Records provided:
╔══

PR #1594, opened 2022-06-08
Require users to use strong(er) passwords

### LINKED ISSUE #1329: Password strength bar
Using a robust pattern-based tool like https://github.com/dropbox/zxcvbn. Combined with #1328, we'll have a strong mitigation for [cracking encrypted wallets](https://twitter.com/MetaMask/status/1515727239391809536).

0xDaedalus:
Closes #1329 

This PR requires users to have create a somewhat-strong password to use the extension.  

image

How strong of a password? 
`3` strong of a password!  
How strong is 3?
Well - the tool we're using has the following scale:

```
 // 0 - too guessable: risky password. (guesses < 10^3)
 // 1 - very guessable: protection from throttled online attacks. (guesses < 10^6)
 // 2 - somewhat guessable: protection from unthrottled online attacks. (guesses < 10^8)
 // 3 - safely unguessable: moderate protection from offline slow-hash scenario. (guesses < 10^10)
 // 4 - very unguessable: strong protection from offline slow-hash scenario. (guesses >= 10^10)
```

While we all want to be good security-conscious citizens of the web I do think that requiring users to have complex passwords of more than 16 characters (anecdotally what it seems to take to score 4) might cause a bit of friction.  @mhluongo @mr-michael what do you think?

### DIFF
--- a/ui/components/Keyring/KeyringSetPassword.tsx
+++ b/ui/components/Keyring/KeyringSetPassword.tsx
@@ -5,6 +5,7 @@ import {
   selectDefaultWallet,
 } from "@tallyho/tally-background/redux-slices/ui"
 import { useHistory } from "react-router-dom"
+import zxcvbn from "zxcvbn"
 import {
   useBackgroundDispatch,
   useAreKeyringsUnlocked,
@@ -35,12 +36,19 @@ export default function KeyringSetPassword(): ReactElement {
   }, [history, areKeyringsUnlocked])
 
   const validatePassword = (): boolean => {
-    if (password.length < 8) {
-      setPasswordErrorMessage("Must be at least 8 characters")
+    if (password.length < 12) {
+      // Less than 12 won't reliably give users a score of 3 or more.
+      setPasswordErrorMessage("Must be at least 12 characters")
       return false
     }
     if (password !== passwordConfirmation) {
       setPasswordErrorMessage("Passwords don’t match")
+      return false
+    }
+    const evaluation = zxcvbn(password)
+
+    if (evaluation.score < 3) {
+      setPasswordErrorMessage("Password too weak")
       return false
     }
     return true
--- a/ui/package.json
+++ b/ui/package.json
@@ -45,11 +45,13 @@
     "react-router-dom": "^5.3.0",
     "react-transition-group": "^4.4.2",
     "redux": "^4.1.0",
-    "webextension-polyfill": "^0.8.0"
+    "webextension-polyfill": "^0.8.0",
+    "zxcvbn": "^4.4.2"
   },
   "devDependencies": {
     "@types/react-dom": "^17.0.9",
     "@types/react-transition-group": "^4.4.4",
+    "@types/zxcvbn": "^4.4.1",
     "webext-redux": "^2.1.7"
   }
 }
--- a/yarn.lock
+++ b/yarn.lock
@@ -3593,6 +3593,11 @@
   dependencies:
     "@types/yargs-parser" "*"
 
+"@types/zxcvbn@^4.4.1":
+  version "4.4.1"
+  resolved "https://registry.yarnpkg.com/@types/zxcvbn/-/zxcvbn-4.4.1.tgz#46e42cbdcee681b22181478feaf4af2bc4c1abd2"
+  integrity sha512-3NoqvZC2W5gAC5DZbTpCeJ251vGQmgcWIHQJGq2J240HY6ErQ9aWKkwfoKJlHLx+A83WPNTZ9+3cd2ILxbvr1w==
+
 "@typescript-eslint/eslint-plugin@^4.28.4":
   version "4.30.0"
   resolved "https://registry.yarnpkg.com/@typescript-eslint/eslint-plugin/-/eslint-plugin-4.30.0.tgz#4a0c1ae96b953f4e67435e20248d812bfa55e4fb"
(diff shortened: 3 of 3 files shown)


mhluongo:
Considering the key derivation function we're using is parallelizeable, `3` feels like the right balance..? Maybe we lower it to a `2` once we have Argon2, maybe we leave it where it is. `4` is too much for a consumer product

ui/components/Keyring/KeyringSetPassword.tsx
```diff
@@ -35,14 +36,21 @@ export default function KeyringSetPassword(): ReactElement {
   }, [history, areKeyringsUnlocked])
 
   const validatePassword = (): boolean => {
-    if (password.length < 8) {
-      setPasswordErrorMessage("Must be at least 8 characters")
+    if (password.length < 12) {
+      // Less than 12 won't reliably give users a score of 3 or more.
+      setPasswordErrorMessage("Must be at least 12 characters")
```
mhluongo, line 41: We should move to a password strength meter, though this might be okay for the start... @VladUXUI @mr-michael thoughts on whether a length error works in the interim?

Shadowfiend:
Ngl, getting "Password too weak" without any guidance on how to make it stronger would make me want to throw my laptop at the wall and sling Mjölnir after it lol. 

On the other hand I would probably use a password generator and not run into the problem in the first place so maybe the issue is imaginary 😅

jagodarybacka:
I agree with @Shadowfiend - we have to give user info about what we consider a strong password. Maybe a tooltip somewhere? cc @VladUXUI 

Second thing - it will drive me crazy during development where I'm reinstalling the extension very often to first copy the password and then to copy the seed. Can we consider allowing super easy passwords under the feature flag?

greg-nagy (approved):
I do like this lib, but does it really worth including 800 kb source to have this level of sophistication?

And I also wonder does it worth it for us to be this sophisticated? 

What were your thoughts @0xDaedalus? 
It's a non blocker, left an approve, but I would like to have a back and forth before merging.

0xDaedalus:
> I do like this lib, but does it really worth including 800 kb source to have this level of sophistication?

I thought of this as well - we're an extension not a website so I'm personally not as sensitive to bundle size (perhaps erroneously?)

> And I also wonder does it worth it for us to be this sophisticated?

I think the worth here comes from not only actual security (for example this helps mitigate users using passwords that are vulnerable to dictionary attacks) - but the perceived security as well.  I think there is a non-zero benefit to being able to clearly point to exactly why and where our wallet is more secure than others.
wq
> I agree with @Shadowfiend - we have to give user info about what we consider a strong password. Maybe a tooltip somewhere? cc @VladUXUI

We can do this but there are at least ~20 different reasons a password can fail right now (from playing around with it) - I intended this PR to be a quick win while we're pushing for polish and polygon so if we want to go that way I'd rather close it and then pick this up again once its properly been scoped.

Shadowfiend:
For context this is like 10% of our existing bundle size right?

I would consider making this a recommendation, not a requirement, which is how password strength is typically implemented. We should warn, but blocking specific passwords seems like a path to frustration, even more so if, again, we can't guide the user to something better. 

Lastly I'll softly suggest that making a change like this that throws up an explicit barrier to potentially completing our equivalent of "signup" should maybe *start* at checking in with product and design--even if the implementation itself is easy. Ultimately up to @VladUXUI/@mr-michael whether that is true though.

mhluongo:
Good point. I'd assumed the issue behind it (https://github.com/tallycash/extension/issues/1329) was already reviewed by product, or it wouldn't have made it into the shortlist for the sprint or in @mr-michael's polish ticket though...?

0xDaedalus:
> I would consider making this a recommendation, not a requirement, which is how password strength is typically implemented.

FWIW I think this _is_ generally a requirement and not a recommendation for financial applications (certainly for trading applications) which is a category that I think its fair to say that we fall into.

henryboldi:
> Ngl, getting "Password too weak" without any guidance on how to make it stronger would make me want to throw my laptop at the wall and sling Mjölnir after it lol.

Same 😬

> We can do this but there are at least ~20 different reasons a password can fail right now 

This makes it even more frustrating

mhluongo:
Let's solve the problem. What do you guys think of a password bar that directly corresponds to the levels we get back from the library? Something sort of like this

https://dribbble.com/shots/4069878-Password-Strength-Meter

... and in the meantime, maybe we set the strength lower?

henryboldi:
^ Big fan of this solution!

Shadowfiend:
Def comfortable with a password strength meter, though I think it's only a partial solve. 

My 2c on why I don't think this rises to the level of a trading account (incidentally these are usually implemented in terms of dumb but easily explained rules, at least the ones I've seen) in terms of requirements is that this isn't known to be a large account, and we support hardware wallets for higher security.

╚══

Brief: Could you please copy the lines above exactly, beginning at the first and ending at the line that contains "Using a robust"?

Task solution:
PR #1594, opened 2022-06-08
Require users to use strong(er) passwords

### LINKED ISSUE #1329: Password strength bar
Using a robust pattern-based tool like https://github.com/dropbox/zxcvbn. Combined with #1328, we'll have a strong mitigation for [cracking encrypted wallets](https://twitter.com/MetaMask/status/1515727239391809536).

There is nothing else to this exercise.